[ACTIVITY]: A complete and exact copy of the data below is required.
+++ GIVEN DATA +++
PR #3020, opened 2021-11-30
Update graphql-parser to v0.4.0

dotansimha:
v0.4 was released a few days ago, here's the changeset: https://github.com/graphql-rust/graphql-parser/releases/tag/v0.4.0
+++
[RESPONSE]:
PR #3020, opened 2021-11-30
Update graphql-parser to v0.4.0

dotansimha:
v0.4 was released a few days ago, here's the changeset: https://github.com/graphql-rust/graphql-parser/releases/tag/v0.4.0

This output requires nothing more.